Task statement: Every line of the entries below that carries the string "items" should be copied.

-=-=-

PR #61, opened 2022-02-22
Add apiName to items

bangingheads:
With the Riot Games API now supporting augments, the TFT data is missing the key for augments as well as they are buried in the items.

This PR separates augments from items and gives the items the key they need to match from the API.

If we believe this is too breaking of a change we can only add the key to items.

### DIFF
--- a/cdragontoolbox/tftdata.py
+++ b/cdragontoolbox/tftdata.py
@@ -48,11 +48,13 @@ class TftTransformer:
         champs = self.parse_champs(map22, traits, character_folder)
         output_sets, output_set_data = self.build_output_sets(sets, traits, champs)
         items = self.parse_items(map22)
+        augments = self.parse_augments(map22)
 
         return {
             "sets": output_sets,
             "setData": output_set_data,
             "items": items,
+            "augments": augments,
         }
 
     def export(self, output, langs=None):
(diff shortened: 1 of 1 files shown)


benoitryder:
The issue with adding an "augment" collection is more about providing a stable, future-proof format.
According to the raw data, augments are not a special data type but handled as regular items.
Riot may introduce new game mechanics in the future and it would be better to not have to add new top-level entries for each one.

I checked the data and for an item to have `Augment` in its name is equivalent to have `{b72bd3bf}` in their `ItemTags`. This looks like a nice criteria. Multiple other tags are used, with only a subset of possible combinations for augments.
We could add the `ItemTags` to provided data and/or add an `augment` flag to items that have the relevant tag (to avoid the obscure hash).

-=-=-

Result for this exercise:
Add apiName to items
With the Riot Games API now supporting augments, the TFT data is missing the key for augments as well as they are buried in the items.
This PR separates augments from items and gives the items the key they need to match from the API.
If we believe this is too breaking of a change we can only add the key to items.
         items = self.parse_items(map22)
             "items": items,
According to the raw data, augments are not a special data type but handled as regular items.
We could add the `ItemTags` to provided data and/or add an `augment` flag to items that have the relevant tag (to avoid the obscure hash).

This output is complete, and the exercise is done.